Issue #181, opened 2018-05-07
Sort and filter swaps in the Trades view


sindresorhus:
Related issue: https://github.com/lukechilds/hyperdex-bugtracker/issues/12

Active trades will end up with a lot of swaps there and it could be useful to sort each column and to be able to filter.

PR #468, opened 2018-08-09
Add ability to sort swaps in Trades view

kevva:
Part of fixing #181. This should also improve performance when rendering large amounts of swaps since only the ones visible will get rendered.

screen shot 2018-08-09 at 18 35 29


sindresorhus:
I think the headers need some kind of `:hover` state to make it clear they can be clicked. And give the headers `{ cursor: default; user-select: none; }`. We don't want the hand cursor in a native app, except for actual links.

sindresorhus:
All the headers are aligned with their column except for the Status header. I think it should be aligned too.

sindresorhus:
The default sort is by date (when you open the Trades view), but it's not indicated in the `Date` header.

app/renderer/components/SwapList.js
```diff
@@ -45,8 +52,39 @@ class CancelButton extends React.Component {
...
+		</div>
+	);
+};
+
+const SwapHeader = props => (
+	<div className="row header">
+		<SwapHeaderColumn {...props} className="timestamp" sortKeys={['timeStarted']}>
+			{t('list.date')}
+		</SwapHeaderColumn>
+		<SwapHeaderColumn {...props} className="pairs" sortKeys={['baseCurrency', 'quoteCurrency']}>
```
sindresorhus: Should this one also sort by date after `baseCurrency` and `quoteCurrency`? So `['baseCurrency', 'quoteCurrency', 'timeStarted']`

app/renderer/components/SwapList.js
```diff
@@ -45,8 +52,39 @@ class CancelButton extends React.Component {
...
+			{t('list.pair')}
+		</SwapHeaderColumn>
+		<SwapHeaderColumn {...props} className="base-amount" sortKeys={['baseCurrency', 'baseCurrencyAmount']}>
+			{t('list.baseAmount')}
+		</SwapHeaderColumn>
+		<SwapHeaderColumn {...props} className="quote-amount" sortKeys={['quoteCurrency', 'quoteCurrencyAmount']}>
+			{t('list.quoteAmount')}
+		</SwapHeaderColumn>
+		<SwapHeaderColumn {...props} className="status" sortKeys={['status']}>
```
sindresorhus: What should `status` sort by for identical statuses?

lukechilds: `timeStarted` I think.

kevva: Would make sense to just sort everyone with `timeStarted` after the others.

sindresorhus:
> The Status column has centered content which makes it hard to align. Should we change it to be left aligned instead?

👍 

> Yeah, technically it is, but by the DB. Felt weird making the component aware of that so I added a prop with a default value instead.

👍 


> Good idea. Used --active-text-color. Dunno if we should use something more subtle?

I think it's a little bit too bright. I would go with this color: `hsla(216, 27%, 80%, 1)`. Also add a slight transition to it, like `transition: color 0.3s`.

I would also add some padding on the text instead of margin, so it's highlighted even when I put my mouse here: 
screen shot 2018-08-14 at 12 55 43

kevva:
> I think it's a little bit too bright. I would go with this color: hsla(216, 27%, 80%, 1). Also add a slight transition to it, like transition: color 0.3s.
> 
> I would also add some padding on the text instead of margin, so it's highlighted even when I put my mouse here:

Fixed. I used `hsla(216, 27%, 20%, 1)` for the Light theme.

app/renderer/components/SwapList.js
```diff
@@ -12,6 +14,11 @@ import './SwapList.scss';
 
 const t = translate(['swap', 'exchange']);
 
+const SortDirections = {
+	ASC: Symbol('asc'),
+	DESC: Symbol('desc'),
```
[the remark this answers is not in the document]
sindresorhus: @lukechilds It's used to implement a pseudo-enum in JS. Slightly better type-safety than strings.

app/renderer/components/SwapList.js
```diff
@@ -69,45 +107,123 @@ const SwapItem = ({swap}) => (
...
+			return <Empty show text={t('list.empty')}/>;
+		}
+
+		const shouldLimit = limit && limit < swaps.length;
+		if (shouldLimit) {
+			swaps = swaps.slice(0, limit);
+		}
+
+		if (sortBy) {
+			swaps = _.sortBy(swaps, sortBy);
```
lukechilds: This is just an alphanumeric sort over the values, right?

If so, that doesn't really make sense for Base/Quote amount because of the different units. The should probably be ordered by their dollar value amount.

lukechilds: Oh, just realised you grouped by base currency unit first, then by amount.

Yeah, that makes sense actually.

app/renderer/components/SwapList.js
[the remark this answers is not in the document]
lukechilds: Interesting, do you know of a good resource where I can read more on that?

lukechilds:
This looks great @kevva, good stuff 🎉 

Interested to hear your thoughts on https://github.com/atomiclabs/hyperdex/pull/468#discussion_r209997229 but happy to merge as is.

Btw, after playing around with the sorting, I'm not sure sorting in asc/desc is that useful for all of the properties, for example, base/quote currency and status.

It would be great if people could set a filter that will limit the selection to things like:

- Only trades with a status of complete|failed|unmatched
- Only trades involving the currency KMD
- Only trades on the trading pair CHIPS/KMD

Obviously out of the scope of this PR, just putting it out there.

app/renderer/components/SwapList.js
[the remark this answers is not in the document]
sindresorhus: http://2ality.com/2016/01/enumify.html

kevva:
> Btw, after playing around with the sorting, I'm not sure sorting in asc/desc is that useful for all of the properties, for example, base/quote currency and status.

Probably not, but I think it's better to stay consistent through all properties. Also, I think that's what most users are familiar with.

> It would be great if people could set a filter that will limit the selection to things like:

Yup, adding filters is next on my list.

app/renderer/components/SwapList.js
kevva: > While that does make sense, I still think maybe total value (fiat equivalent) might be what people are expecting.

Yeah, should probably sort by value first. But would you really expect it to be sorted after the fiat equivalent when it isn't visible anywhere? Maybe you're right though...

sindresorhus: I'm not sure I would expect it to sort by fiat value either. Maybe there should be a separate column for the fiat value of the trade?

lukechilds:
Sorry, when I said sort by amount I meant by fiat amount, not by unit amount.

E.g:

```
1 BTC
500 MKD
5 ETH
```

But I suppose if we do that we should probably also include the fiat amount to make it clear.

E.g:

```
1 BTC ≈ $6,068.83
500 KMD ≈ $490.91
1.5 ETH ≈ $387.885
```

But then that's going to break the layout so maybe just forget about that (sorry)

kevva:
> Sorry, when I said sort by amount I meant by fiat amount, not by unit amount.

Yeah, I know, left a comment in https://github.com/atomiclabs/hyperdex/pull/468#discussion_r210021086. But in case don't use the fiat amount, we should at least use the coin amount instead of the symbol.

sindresorhus:
@kevva But sorting by amounts before symbol is not very helpful. Then you'll have `500 KMD`, `1.5 ETH`, `1 BTC`.

lukechilds:
Yep, I think you should revert to how it was previously, sort by currency, then by amount.

As Sindre suggests a sortable separate column for the fiat value of the trade would be useful and avoid all confusion but not sure if we have enough space to permit that.

sindresorhus:
> As Sindre suggests a sortable separate column for the fiat value of the trade would be useful and avoid all confusion but not sure if we have enough space to permit that.

We do in the Trades view, but not in the compact one in Exchange.

lukechilds:
>We do in the Trades view, but not in the compact one in Exchange.

Perfect.

I'm thinking once GTC orders are implemented we should even change the "Recent Swaps" list to "Open Orders". So it'll only list the in-progress swaps. That will encourage users to use the actual trade history for viewing historical trades. At the moment there is a bit of usage overlap.

This is also how GDAX/Coinbase Pro do it.

sindresorhus:
I think adding a new fiat column should be done in a separate PR though. I would like to ship this for the public launch.

lukechilds:
Yep agree 👍

lukechilds:
@kevva can you revert to sorting by base/quote currency unit, then amount. (sorry)

Then I think this is good to merge.

Good stuff ✨

sindresorhus:
Really nice work, @kevva. This is exactly what I had in mind.

kevva:
🎉

lukechilds:
Yep, spot on @kevva ⭐️

PR #472, opened 2018-08-13
Add donate button

sindresorhus:
It's WIP as I still need to get the KMD and BTC address from Pondsea.

screen shot 2018-08-14 at 00 33 00
screen shot 2018-08-14 at 00 32 56

### DIFF
--- a/app/locales/en-US/app.json
+++ b/app/locales/en-US/app.json
@@ -4,5 +4,9 @@
 		"exampleUrl": "Example: {{url}}",
 		"invalidUrl": "Invalid URL",
 		"title": "App settings"
+	},
+	"donate": {
+		"title": "Donate",
+		"bodyText": "Support the continued development of HyperDEX."
 	}
 }
--- a/app/locales/en-US/app.json
+++ b/app/locales/en-US/app.json
@@ -7,6 +7,6 @@
 	},
 	"donate": {
 		"title": "Donate",
-		"bodyText": "Support the continued development of HyperDEX."
+		"bodyText": "HyperDEX is a free and open source project. You can help support its development by donating to the below addresses."
 	}
 }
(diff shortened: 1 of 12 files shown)


lukechilds:
Looks great.

Could maybe do with a little more text, I'm not sure exactly what to put there but maybe something like:

>HyperDEX is a free Open Source project. You can help support to support HyperDEX development by donating to the following addresses.

lukechilds:
Maybe throw a ❤️ emoji in there somehwere?

sindresorhus:
How about this?

screen shot 2018-08-15 at 00 39 58


Btw, open source should not be capitalized when used in a sentence: https://english.stackexchange.com/questions/157178/capitals-or-not-for-open-source

lukechilds:
That looks great.

>Btw, open source should not be capitalized when used in a sentence

Cool, did not know that, always thought it was like a title of a type of software.

lukechilds:
Maybe move the ❤️ to the beginning of the text to match the first start modal title:

>✨ Thanks for Helping Us Test HyperDEX!

sindresorhus:
> ✨ Thanks for Helping Us Test HyperDEX!

How about we change this one instead to have the emoji at the end? It's more common for emojis to be after the text. They're not icons. And with the heart it looks unaligned when it's in front:

screen shot 2018-08-15 at 01 06 47

lukechilds:
Sure, makes sense.

sindresorhus:
@lukechilds Ok. I'll do that later after this PR. The emoji in the intro modal is in the localized text, so changing the position of it will invalidate all the localizations for the string... I will look for a workaround.

sindresorhus:
Is this good to go now?

lukechilds (approved):

lukechilds:
Beautiful

elevatedmindset209702 (commented):
A lil shaky ground at first but it becomes a little more clearer as you trug along. Understand it's code but what about a glossary or index of some kind for references along the way. Would make some things just a lil 
more ez don't you think?

PR #474, opened 2018-08-15
Add "Add Currency" button in Dashboard for new users

### LINKED ISSUE #425: "Add Currencies" button in the Dashboard
Would be useful to show this if the user has not yet added/remove any currencies, so to encourage them to add some more. Clicking the button would take them to the Settings view.

We can detect that the list of currencies is the same as the default. But what happens the user adds some coins and then removes them so it's back to the default. We wouldn't want to show the button again then. So maybe we should persist if the list of currencies has been edited once? // @atomiclabs/core

kevva:
Feedback on the design welcome :).

button

Fixes #425

### DIFF
--- a/app/locales/en-US/dashboard.json
+++ b/app/locales/en-US/dashboard.json
@@ -30,6 +30,8 @@
 		"value": "{{symbol}} Holdings Value"
 	},
 	"list": {
+		"addCurrency": "Add Currency",
+		"addCurrencyDescription": "You can choose between 100+ currencies!",
 		"emptyWallet": "Empty wallet",
 		"search": "Search…"
 	},
--- a/app/renderer/components/Select.js
+++ b/app/renderer/components/Select.js
@@ -3,8 +3,8 @@ import PropTypes from 'prop-types';
 import ReactSelect from 'react-select';
 import './Select.scss';
 
-const Select = ({searchable, clearable, ...props}) => {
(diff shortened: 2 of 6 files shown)


sindresorhus:
I don't think it's clear enough it's a button. I have been meaning to improve the wallet buttons too.

What do you think about this?

screen shot 2018-08-15 at 15 55 49

CSS changes to the button:

```css
background-color: var(--primary-color-opacity-0-2);
border: 1px solid rgba(255, 255, 255, 0.04);
box-shadow: 0 1px 5px rgba(0, 0, 0, 0.3);
border-radius: 8px;
```

lukechilds:
I think I actually prefer the design on @kevva's but I do agree it's not that clear it's a button.

@sindresorhus's looks much more clickable like a button.

sindresorhus:
@kevva Can you experiment with something in between? Maybe what I have, but drop the blue color.

kevva:
I think the former looks better too. Will try yours but with a difference color. It stands out a bit too much I think.

kevva:
Kept the same background and border but added some `box-shadow` and increased the `border-radius`. Is it still not clear that it is a button?

Without hover:

screen shot 2018-08-16 at 18 22 53

With hover:

screen shot 2018-08-16 at 18 23 04

lukechilds:
I think that looks good 👍

sindresorhus:
👍 Let's go with that.

kevva:
Alright, done!

PR #494, opened 2018-08-30
Decouple the swap modal from the swap list

sindresorhus:
And instead of accepting a swap object, it now accepts a swap ID.

The swap modal is now controlled by the swap list instead of controlling itself.

This fixes the issue with an open swap modal suddenly disappearing when the swap completes, as mention in https://github.com/atomiclabs/hyperdex/pull/484.

Notice how the swap list is empty, but the modal is still open:

screen shot 2018-08-30 at 23 55 52

### DIFF
--- a/app/renderer/components/SwapDetails.js
+++ b/app/renderer/components/SwapDetails.js
@@ -1,8 +1,10 @@
 import {remote, clipboard} from 'electron';
 import title from 'title';
 import React from 'react';
+import {Subscribe} from 'unstated';
 import PropTypes from 'prop-types';
 import formatDate from 'date-fns/format';
+import exchangeContainer from 'containers/Exchange';
 import Modal from 'components/Modal';
 import Progress from 'components/Progress';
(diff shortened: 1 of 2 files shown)


app/renderer/components/SwapDetails.js
```diff
@@ -43,11 +45,12 @@ const getOverview = swap => {
 
 class SwapDetails extends React.Component {
 	static propTypes = {
-		swap: PropTypes.object,
+		swapId: PropTypes.string,
+		open: PropTypes.bool,
```
kevva: Nitpick, but I think boolean props should be prefixed with `is` or `has` for clarity.

sindresorhus: I agree, but it's coming from https://github.com/atomiclabs/hyperdex/blob/29ca860171ef90e780d6fbd5317a82a02448266a/app/renderer/components/Modal.js#L21 So the change should be done separately and for all uses.

PR #501, opened 2018-09-04
Use correct value to fix percentage change

lukechilds:
This was broken when we move to CoinGecko.

Will do a followup PR to remove all references to CMC and instead refer to prices as `fiatPrice` instead of `cmcPrice` etc.


sindresorhus:
👍 Looks good.

PR #502, opened 2018-09-04
Add PGP badge to readme linking to Keybase proofs

lukechilds:
Thought this looked cool.

### DIFF
--- a/README.md
+++ b/README.md
@@ -15,7 +15,7 @@
 		<img src="https://img.shields.io/github/license/atomiclabs/hyperdex.svg">
 	</a>
 	<a title="Keybase" target="_blank" href="https://keybase.io/hyperdex">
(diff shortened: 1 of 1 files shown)


sindresorhus:
Good idea!

Why is this one much longer than the ones suggested in https://github.com/keybase/keybase-issues/issues/849#issuecomment-198513202 and https://github.com/badges/shields/issues/1299 ?

sindresorhus:
And vote this up: https://github.com/amio/badgen-service/issues/140

lukechilds:
>Why is this one much longer?

32-bit PGP fingerprints are [trivial to brute force](https://evil32.com/) so I used the 64-bit PGP fingerprint.

lukechilds:
Note to self: Update to https://badgen.net, when this is merged: https://github.com/amio/badgen-service/pull/141

PR #516, opened 2018-09-12
Alpha => Beta in translation files

sindresorhus:
Enjoy!


lukechilds:
I've done my best to translate Alpha => Beta in all languages with the help of Google Translate. Might not be perfect in all languages but it's only a small change so should be understandable.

━━━━━━

▸ Work request
In the listing above, find the line with "Part of fixing" and the line with "I think the headers"; output exactly those lines and all lines between them.

▸ Written solution
Part of fixing #181. This should also improve performance when rendering large amounts of swaps since only the ones visible will get rendered.

screen shot 2018-08-09 at 18 35 29


sindresorhus:
I think the headers need some kind of `:hover` state to make it clear they can be clicked. And give the headers `{ cursor: default; user-select: none; }`. We don't want the hand cursor in a native app, except for actual links.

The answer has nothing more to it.